Each customer conversation is a separate graph execution with its own state. The scaling challenge isn't the LLM calls — it's managing hundreds of concurrent stateful sessions.

The setup:

  • FastAPI with async handlers for the chat endpoint
  • Redis for session state persistence (the AgentState dict, serialised as JSON)
  • AWS ECS with autoscaling based on active session count
  • Connection pooling for the internal API calls (the order/shipping/returns APIs)
@app.post("/chat")
async def chat(request: ChatRequest):
    # Load or create session state from Redis
    state = await redis.get(f"session:{request.session_id}")
    if state:
        state = json.loads(state)
    else:
        state = {"messages": [], "order": None, "return_request": None,
                 "pending_action": None, "confirmed": False}
 
    # Add new message
    state["messages"].append(HumanMessage(content=request.message))
 
    # Run the graph
    result = await app.ainvoke(state)
 
    # Persist updated state
    await redis.set(
        f"session:{request.session_id}",
        json.dumps(result, default=str),
        ex=3600,  # 1-hour TTL
    )
 
    # Stream the response
    return StreamingResponse(
        stream_response(result["messages"][-1].content),
        media_type="text/event-stream",
    )

The autoscaling policy: scale up when average active sessions per instance exceeds 50, scale down when it drops below 20. This kept response times under 3 seconds at p95 during peak hours (500+ concurrent sessions).

What I'd Do Differently

Use LangGraph's built-in persistence instead of manual Redis serialisation. LangGraph now has checkpoint savers (PostgreSQL, Redis) that handle state persistence natively. I built the manual version before this feature existed.

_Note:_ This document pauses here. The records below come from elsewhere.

PR #4963, opened 2022-02-09
Block gossip optimization by early reject and ignore in `BlockValidator`

### LINKED ISSUE #4920: [Merge] Update to new execution engine API

tbenr:
## PR Description

- changed `invalidBlockRoots` from a `Set` to a `Map` holding INVALID import result
- new `executionFailedBlockRoots` `Set` of blockroots of blocks failed with `FAILED_EXECUTION_PAYLOAD_EXECUTION`

- new failure reasons:
  - `FAILED_DESCENDANT_OF_INVALID_BLOCK`: whenever `BlockManager` tries to import a block child of a block contained in `invalidBlockRoots`, it immediately returns this result.
  - if the imported block is contained `invalidBlockRoots`, we immediately return with its previous invalid reason.

- in gossip import (`validateAndImportBlock`) if block is in `invalidBlockRoots` (or is a child of one of those blocks) we immediately reject with `Block (or its parent) previously marked as invalid`. 

## Fixed Issue(s)
fixes #4920 by closing the last nice to have task

# Documentation

## Changelog

### DIFF
--- a/ethereum/statetransition/src/main/java/tech/pegasys/teku/statetransition/block/BlockManager.java
+++ b/ethereum/statetransition/src/main/java/tech/pegasys/teku/statetransition/block/BlockManager.java
@@ -20,6 +20,7 @@ import java.util.List;
 import java.util.Map;
 import java.util.Optional;
 import java.util.Set;
+import java.util.function.Consumer;
 import org.apache.logging.log4j.LogManager;
 import org.apache.logging.log4j.Logger;
 import org.apache.tuweni.bytes.Bytes32;
@@ -33,6 +34,7 @@ import tech.pegasys.teku.spec.datastructures.blocks.ReceivedBlockListener;
 import tech.pegasys.teku.spec.datastructures.blocks.SignedBeaconBlock;
 import tech.pegasys.teku.spec.logic.common.statetransition.results.BlockImportResult;
 import tech.pegasys.teku.spec.logic.common.statetransition.results.BlockImportResult.FailureReason;
+import tech.pegasys.teku.spec.logic.common.statetransition.results.BlockImportResult.FailureReason.Validity;
 import tech.pegasys.teku.statetransition.util.FutureItems;
 import tech.pegasys.teku.statetransition.util.PendingPool;
 import tech.pegasys.teku.statetransition.validation.BlockValidator;
@@ -50,7 +52,7 @@ public class BlockManager extends Service
   private final BlockValidator validator;
 
   private final FutureItems<SignedBeaconBlock> futureBlocks;
-  private final Map<Bytes32, FailureReason> invalidBlockRoots = LimitedMap.create(500);
+  private final Map<Bytes32, Validity> invalidBlockRoots = LimitedMap.create(500);
   private final Subscribers<ReceivedBlockListener> receivedBlockSubscribers =
       Subscribers.create(true);
 
@@ -86,7 +88,8 @@ public class BlockManager extends Service
   @SuppressWarnings("FutureReturnValueIgnored")
   public SafeFuture<InternalValidationResult> validateAndImportBlock(
       final SignedBeaconBlock block) {
-    SafeFuture<InternalValidationResult> validationResult = validator.validate(block);
+    SafeFuture<InternalValidationResult> validationResult =
+        validator.validate(block, this::getStrictBlockInvalidity);
     validationResult.thenAccept(
         result -> {
           if (result.code().equals(ValidationResultCode.ACCEPT)
@@ -139,7 +142,8 @@ public class BlockManager extends Service
               if (result.isSuccessful()) {
                 LOG.trace("Imported block: {}", block);
               } else {
-                switch (result.getFailureReason()) {
+                final FailureReason failureReason = result.getFailureReason();
+                switch (failureReason) {
                   case UNKNOWN_PARENT:
                     // Add to the pending pool so it is triggered once the parent is imported
                     pendingBlocks.add(block);
@@ -166,11 +170,15 @@ public class BlockManager extends Service
                         result.getFailureCause().orElse(null));
                     break;
                   default:
-                    LOG.trace(
-                        "Unable to import block for reason {}: {}",
-                        result.getFailureReason(),
-                        block);
-                    dropInvalidBlock(block, result.getFailureReason());
+                    LOG.trace("Unable to import block for reason {}: {}", failureReason, block);
+                }
+
+                switch (failureReason.validity) {
+                  case OPTIMISTIC:
+                  case INVALID:
+                    applyFailureValidity(block, failureReason.validity);
+                    break;
+                  default:
                 }
               }
             });
@@ -180,12 +188,9 @@ public class BlockManager extends Service
     if (blockIsKnown(block)) {
       return false;
     }
-    final Optional<FailureReason> failureReason = blockIsInvalid(block);
-    if (failureReason.isPresent()) {
-      dropInvalidBlock(block, failureReason.get());
-      return false;
-    }
-    return true;
+    final Optional<Validity> failureValidity = getBlockInvalidity(block);
+    failureValidity.ifPresent(validity -> applyFailureValidity(block, validity));
+    return failureValidity.map(validity -> !validity.equals(Validity.INVALID)).orElse(true);
   }
 
   private boolean blockIsKnown(final SignedBeaconBlock block) {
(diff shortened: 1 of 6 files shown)


ethereum/statetransition/src/main/java/tech/pegasys/teku/statetransition/block/BlockManager.java
```diff
@@ -163,11 +170,15 @@ private void importBlockIgnoringResult(final SignedBeaconBlock block) {
...
-                    dropInvalidBlock(block);
+                    LOG.trace("Unable to import block for reason {}: {}", failureReason, block);
+                }
+
+                switch (failureReason.validity) {
+                  case OPTIMISTIC:
+                  case INVALID:
+                    applyFailureValidity(block, failureReason.validity);
+                    break;
+                  default:
```
ajsutton: I feel like we might be overthinking this. If we know the parent is invalid (either by EL or CL rules) then we don't want to try importing the child block at all and should return either that the block failed import because it's invalid (if the parent is invalid by CL rules) or `FAILED_PAYLOAD_EXECUTION` (if the parent payload failed then the child payload fails too).  If the parent is either valid or optimistic, then we just return whatever result we get when we try to execute the child.

tbenr: I start thinking that the only thing we may add is:

```java
  @SuppressWarnings("FutureReturnValueIgnored")
  public SafeFuture<InternalValidationResult> validateAndImportBlock(
      final SignedBeaconBlock block) {
    if(blockIsInvalid(block)) {
      return SafeFuture.completedFuture(InternalValidationResult.reject("Block previously marked as invalid"));
    }
    SafeFuture<InternalValidationResult> validationResult = validator.validate(block);
```

ajsutton: I'd go one level deeper to where we currently handle invalid and known blocks.  So we currently have:

```
  private SafeFuture<BlockImportResult> doImportBlock(final SignedBeaconBlock block) {
    notifyReceivedBlockSubscribers(block);
    if (!shouldImportBlock(block)) {
      return SafeFuture.completedFuture(BlockImportResult.knownBlock(block));
    }
```

That `!shouldImportBlock` is currently checking if the block is already imported or already known to be invalid. We actually want to handle three separate cases:

 1. Block is already imported, return BlockValidationResult.knownBlock as we do now
 2. Block is already known to be invalid, return the BlockValidationResult we got from it last time
 3. Parent block is already known to be invalid, return the BlockValidationResult we got from the parent (same error reason anyway - need to be careful we don't wind up with an error message that makes it look like we were trying to import the parent again). 

 If we split that into two separate cases we could then have essentially the check you're suggesting, so roughly:

```
  private SafeFuture<BlockImportResult> doImportBlock(final SignedBeaconBlock block) {
    if (isInvalid(block.getRoot)) {
      return SafeFuture.completedFuture(<previousImportResult>);
    }
    if (isInvalid(block.getParentRoot())) {
      return SafeFuture.completedFuture(<blockImportResultFromParent>);
    }
    notifyReceivedBlockSubscribers(block);
    if (isKnownBlock(block)) {
      return SafeFuture.completedFuture(BlockImportResult.knownBlock(block));
    }
```

ethereum/statetransition/src/main/java/tech/pegasys/teku/statetransition/block/BlockManager.java
```diff
@@ -124,87 +133,119 @@ private void importBlockIgnoringResult(final SignedBeaconBlock block) {
...
+        handleInvalidBlock(block)
+            .or(
+                () -> {
+                  notifyReceivedBlockSubscribers(block);
+                  return handleChildOfFailedExecutionPayloadBlock(block);
+                })
+            .or(() -> handleKnownBlock(block));
+    return blockImportResult
+        .map(SafeFuture::completedFuture)
+        .orElseGet(
```
tbenr: I think I can improve here by returning `Optional<SafeFuture>` in `handle*` methods.

ethereum/statetransition/src/main/java/tech/pegasys/teku/statetransition/block/BlockManager.java
```diff
@@ -47,7 +50,8 @@
   private final BlockValidator validator;
 
   private final FutureItems<SignedBeaconBlock> futureBlocks;
-  private final Set<Bytes32> invalidBlockRoots = LimitedSet.create(500);
+  private final Map<Bytes32, BlockImportResult> invalidBlockRoots = LimitedMap.create(500);
+  private final Set<Bytes32> executionFailedBlockRoots = LimitedSet.create(100);
```
ajsutton: This might be a place where it's worth adding a comment to clarify exactly what a block being in these maps mean.  In particular it's a bit ambiguous if `executionFailedBlockRoots` means the EL was unavailable or if it return INVALID.

ethereum/statetransition/src/main/java/tech/pegasys/teku/statetransition/block/BlockManager.java
ajsutton: Personally I think I'd just use less chaining and a more procedural approach with `if` statements to handle the optionals.  Particularly because some of the things in the `.or(` chain here actually have side effects which isn't expected in the functional style.

ethereum/statetransition/src/main/java/tech/pegasys/teku/statetransition/block/BlockManager.java
```diff
@@ -124,87 +133,119 @@ private void importBlockIgnoringResult(final SignedBeaconBlock block) {
...
-  private boolean blockIsKnown(final SignedBeaconBlock block) {
-    return pendingBlocks.contains(block)
-        || futureBlocks.contains(block)
-        || recentChainData.containsBlock(block.getRoot());
+  private Optional<BlockImportResult> handleChildOfFailedExecutionPayloadBlock(
+      final SignedBeaconBlock block) {
+    if (executionFailedBlockRoots.contains(block.getParentRoot())) {
+      executionFailedBlockRoots.add(block.getRoot());
+      pendingBlocks.add(block);
+      return Optional.of(BlockImportResult.FAILED_DESCENDANT_OF_FAILED_EXECUTION_PAYLOAD_BLOCK);
```
ajsutton: I'm not sure we need this condition.  If we can't contact the EL, we won't import the block - ie we only optimistically sync the block if we actually get a SYNCING/ACCEPTED response from the EL. So then any descendant of that block is automatically moved into the pending pool and only attempts import once the parent is actually imported which is what we want. We don't want to reject descendants because the parent hasn't imported yet - they should go to the pending pool.

ethereum/statetransition/src/test/java/tech/pegasys/teku/statetransition/block/BlockManagerTest.java
```diff
@@ -357,9 +396,57 @@ public void onBlockImported_withPendingFutureBlocks() throws Exception {
...
+
+    // EL is now alive
+    executionEngine.setPayloadStatus(PayloadStatus.VALID);
+
+    // Gossip all remaining blocks
+    blocks.subList(1, blockCount).stream()
+        .forEach(
+            block ->
+                assertImportBlockWithResult(
+                    block, BlockImportResult.FAILED_DESCENDANT_OF_FAILED_EXECUTION_PAYLOAD_BLOCK));
```
ajsutton: If we remove the descendant of failed execution payload block case from block manager, then at this point we get `BlockImportResult.FAILED_UNKNOWN_PARENT` (which is `IGNORE` in terms of gossip) and with just that change this test then passes.

ethereum/statetransition/src/main/java/tech/pegasys/teku/statetransition/block/BlockManager.java
ajsutton: So for this method I wind up with:
```
private SafeFuture<BlockImportResult> doImportBlock(final SignedBeaconBlock block) {
    final Optional<BlockImportResult> invalidBlockResult = handleInvalidBlock(block);
    if (invalidBlockResult.isPresent()) {
      return SafeFuture.completedFuture(invalidBlockResult.get());
    }

    notifyReceivedBlockSubscribers(block);

    final Optional<BlockImportResult> knownBlockResult = handleKnownBlock(block);
    //noinspection OptionalIsPresent
    if (knownBlockResult.isPresent()) {
      return SafeFuture.completedFuture(knownBlockResult.get());
    }

    return blockImporter
        .importBlock(block)
        .thenPeek(
            result -> {
              if (result.isSuccessful()) {
                LOG.trace("Imported block: {}", block);
              } else {
                switch (result.getFailureReason()) {
                  case UNKNOWN_PARENT:
                    // Add to the pending pool so it is triggered once the parent is
                    // imported
                    pendingBlocks.add(block);
                    // Check if the parent was imported while we were trying to import
                    // this block and if so, remove from the pendingPool again
                    // and process now We must add the block
                    // to the pending pool before this check happens to avoid race
                    // conditions between performing the check and the parent importing.
                    if (recentChainData.containsBlock(block.getParentRoot())) {
                      pendingBlocks.remove(block);
                      importBlockIgnoringResult(block);
                    }
                    break;
                  case BLOCK_IS_FROM_FUTURE:
                    futureBlocks.add(block);
                    break;
                  case FAILED_EXECUTION_PAYLOAD_EXECUTION_SYNCING:
                    LOG.warn("Unable to import block: Execution Client is still syncing");
                    break;
                  case FAILED_EXECUTION_PAYLOAD_EXECUTION:
                    LOG.error(
                        "Unable to import block: Execution Client communication error.",
                        result.getFailureCause().orElse(null));
                    executionFailedBlockRoots.add(block.getRoot());
                    break;
                  default:
                    LOG.trace(
                        "Unable to import block for reason {}: {}",
                        result.getFailureReason(),
                        block);
                    dropInvalidBlock(block, result);
                }
              }
            });
  }
```
which is what I mean by more procedural style and it also removes the descendant of failed execution payload check.

If you prefer the functional style I'm ok with that too but would then suggest extracting the `blockImporter.importBlock(block).thenPeek(....)` section to a separate method which will help make things clearer.

ajsutton (commented):
The invalid parent stuff looks good. I think we can remove the descendant of failed execution payload handling though.

ethereum/statetransition/src/main/java/tech/pegasys/teku/statetransition/block/BlockManager.java
tbenr: yes true. It just adds a specific reason for this particular case, instead of returning UNKNOWN_PARENT.
Let's reduce unnecessary lines of code, if we actually do nothing special with that return code.

tbenr:
I added invalidity propagation in `validateAndImportBlock` too, so we early reject all invalid blocks **and all the descendants**, without trying to validate\import them.
It seems reasonable to me.

ethereum/statetransition/src/main/java/tech/pegasys/teku/statetransition/block/BlockManager.java
```diff
@@ -138,14 +181,14 @@ private void importBlockIgnoringResult(final SignedBeaconBlock block) {
               } else {
                 switch (result.getFailureReason()) {
                   case UNKNOWN_PARENT:
-                    // Add to the pending pool so it is triggered once the parent is imported
+                    // Add to the pending pool so it is triggered once the parent is
+                    // imported
```
ajsutton: Might exceed line limit but worth checking if we can rejoin this comment (sometimes it gets wrapped and "sticks" like that when it would fit to join).

ajsutton (approved):
LGTM.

Add a supervisor node for complex multi-tool sequences. The current graph lets the agent chain tools freely, which occasionally leads to unnecessary API calls (looking up shipping status for a cancelled order). A supervisor that validates the tool sequence before execution would catch these.

Instrument everything. I added LangSmith tracing after launch, but I should have started with it. Debugging a multi-step agent from logs alone is painful — you need to see the full state graph execution, including which branch was taken and why.


The key insight from this project: the hard part of building an AI agent isn't the LLM or the tools — it's the safety layer. An agent that can look up orders is useful. An agent that can process refunds without confirmation is dangerous. The gate pattern is simple to implement but fundamental to deploy.

LangGraph made this possible by treating the conversation as a graph traversal problem instead of a linear chain. The same pattern applies to any agent that needs to take real-world actions: medical appointment booking, financial transactions, infrastructure changes. If the action is irreversible, gate it.